Image by Natalia Reis

“I would like to get rid of words like inclusion and say democratization. I’d like for us to get rid of words like diversity and say democratization.” – Ruby Sales

“We must demand a society that will not withhold from others that which we would not want withheld from ourselves.” – Dean Kelly Brown Douglas

“I want white evangelicals to stop talking about reconciliation and talk about justice and repair.” – Robert P. Jones

“I want to stand as a bulwark that things can be different, even in the most stalwart, white supremacist, bigoted families.” – Rev. Rob Lee

“Change is possible when we stop seeing others as needy and start seeing each other as necessary.” – Rev. Traci Blackmon

“Speaking truth to power isn’t only about taking on the President or the GOP, it’s also about taming the power of our own ego.” -Irshad Manji

Image by Richard Ha

“Too often, our acts of moral courage go unacknowledged—even by ourselves. We don’t realize the impact we have on others who observe us, and benefit from small mundane acts of resistance in the face of unimaginable daily horror.” – Wajarahat Ali

“I love my enemies for purely selfish reasons. It moves me toward a cure for the life-denying disease of returning hate for hatred. Love may lead to defeat. It may lead to death. But it will not let hatred have the final word.” – Dr. Miguel De La Torre

“White relatives, we’re not asking for a handout of charity. This [reparations] is an invitation—a lifeline to your own humanity and liberation.” – Edgar Villaneuva

“This is a time of reckoning and reconstruction, and policy is my love language. . . . There’s been hurt and harm legislated for generations. Long before our pandemic, our nation was already in crisis.” – Ayanna Pressley

Image by Manu Praba

“What would you do? What would you risk, if you truly saw no stranger? How will you fight with us? … It is the practice of a community, and we all have a different role in the work at any given time.” – Valarie Kaur

“Love is always asking: How do I tell this truth and still stay in relationship?” – Krista Tippett

“Think of how much change we leave on the table when we assume that the other will never see things from our point of view, so we must get in their face and humiliate them.

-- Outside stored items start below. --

PR #261, opened 2021-05-02
[Part 2]Add unit tests for reconcile methods 

### LINKED ISSUE #35: Tests for reconcilers

bhiravabhatla:
Second PR for the same issue. As the first one - https://github.com/open-telemetry/opentelemetry-operator/pull/250, was getting big, have split the work into two PRs

This PR covers -
* Add unit tests for service and service account reconcile functions
* Fix patch call for service and service account.

Fixes #35 

### DIFF
--- a/pkg/collector/reconcile/service_test.go
+++ b/pkg/collector/reconcile/service_test.go
@@ -95,7 +95,7 @@ func TestFilterPort(t *testing.T) {
 }
 
 func TestDesiredService(t *testing.T) {
-	t.Run("should return nil service for unknown reciever and protocol", func(t *testing.T) {
+	t.Run("should return nil service for unknown receiver and protocol", func(t *testing.T) {
 		params := Params{
 			Config: config.Config{},
 			Client: k8sClient,
--- a/pkg/collector/reconcile/service_test.go
+++ b/pkg/collector/reconcile/service_test.go
@@ -1,0 +1,231 @@
+// Copyright The OpenTelemetry Authors
+//
+// Licensed under the Apache License, Version 2.0 (the "License");
+// you may not use this file except in compliance with the License.
+// You may obtain a copy of the License at
+//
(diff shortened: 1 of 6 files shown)


bhiravabhatla:
Resolved conflicts. @jpkrohling  Kindly help review.

pkg/collector/reconcile/service_test.go
```diff
@@ -0,0 +1,231 @@
...
+	metav1 "k8s.io/apimachinery/pkg/apis/meta/v1"
+	"k8s.io/apimachinery/pkg/types"
+
+	"github.com/open-telemetry/opentelemetry-operator/api/v1alpha1"
+	"github.com/open-telemetry/opentelemetry-operator/internal/config"
+	"github.com/open-telemetry/opentelemetry-operator/pkg/collector"
+)
+
+func TestExtractPortNumbersAndNames(t *testing.T) {
+	t.Run("should return extracted port names and numbers", func(t *testing.T) {
```
jpkrohling, line 32: Sorry, should have caught this before on the other PR as well, but why are you wrapping the test in a test?

jpkrohling (commented):
Looks good, just wondering why you are wrapping some tests in other tests when the func has only one test.

pkg/collector/reconcile/service_test.go
bhiravabhatla: Just give a proper name to the test - t.Run gives a way to describe the test properly using name field and to group few tests which belong together.

I understand that for function with only  one test it might look odd. I can remove it

jpkrohling: That's fine, not sure I quite like the fact that we now have two patterns in the test suite, but we can make this the standard for the reconciliation tests.

jpkrohling (approved):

Think of how much social change we may be leaving on the table.” – Irshad Manji

“There are so many awesome people in every political party, every demographic of age, sexuality, gender, etc. – these awesome people have GOT to find each other.” – Van Jones

“Racism is a putrid, festering hole in our nation’s soul, and that will only change when we have the courage to love a different way. That love must become an everyday spiritual practice, like flossing or brushing our teeth.” – Dr. Rev. Jacqui Lewis

Leave a comment
October 28, 2019

A Taste of “Team Human”

I just finished reading Douglas Ruskoff’s Team Human and found it very provocative and timely. As I find myself in more spaces where it feels like there is a tendency towards breaking as opposed to bridging, I and others with whom I work are asking, (1) What is really going on here? and (2) What we can do to better hold things together, while respecting diversity and difference? Team Human offers some insights by lifting up how the digital-age technologies in which many of us are engaged are making dangerously simplistic abstractions of our world (and of people) and appealing to the worst of our humanity.

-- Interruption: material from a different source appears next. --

PR #265, opened 2021-05-06
Add StatefulSet support in OpenTelemetry Operator

IrisTuntun:
Add StatefulSet support in Operator so that the Operator can start collectors in StatefulSet mode.  Also added unit tests and e2e tests. Fixes  [wg-prometheus#31](https://github.com/open-telemetry/wg-prometheus/issues/31) and [wg-prometheus#47](https://github.com/open-telemetry/wg-prometheus/issues/47).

Rushkoff uses 100 aphoristic statements in what amounts to a manifesto that speaks to how forces for human connection have turned into ones of isolation and repression. This includes algorithms that constantly direct our attention to what outrages us and sound bite biased social media undermining democracy by encouraging people to spread incendiary partial and untruths (because they outrage us!).

The book is certainly a wake up call to understand the manipulation behind digital media and to go beyond false appearances and reductionist reactivity to embrace prosocial behavior and make contributions towards regenerative patterns and flows. I highly recommend the book and have pulled some of my favorite quotes, which you will find below:

“Whoever controls media controls society. … Social control is based on thwarting social contact and exploding the resulting disorientation and despair.

“Engineers at our leading tech firms and universities tend to see human beings as the problem and technology as the solution.”

[Under capitalism] “people are at best an asset to be exploited, and at worst a cost to be endured.”

“We’ve got a greater part of humanity working on making our social media feeds more persuasive than we have on making clean water more accessible.”

“The internet reinforces its core element : the binary. It makes us take sides.”

“Memetic warfare, regardless of the content, discourages cooperation, consensus, or empathy.”

“If we don’t truly know what something is programmed to do, chances are it is programming us. Once that happens, we may as well be machines ourselves.”

“There is no ‘resistance’ in a digital environment/ only on or off.”

“We reduced ideas to weaponized memes, and humankind to human resources. We got carried away with our utilitarian capabilities, and lost touch with the reasons to exercise those capabilities in the first place.”

“The long-term danger is not that we will lose our jobs to robots. … The real threat is that we lose our humanity to the value system we embed in our robots, and that they in turn impose on us.”

“We must learn that technology’s problems can’t always be solved with more technology.”

“Might the apparent calamity and dismay around us be less the symptoms of a society on the verge of collapse than those of one about to give birth?”

“The first step toward reversing our predicament is to recognize that being human is a team sport.”

“Happiness is not a function of one’s individual experience or choice, but a property of groups of people.”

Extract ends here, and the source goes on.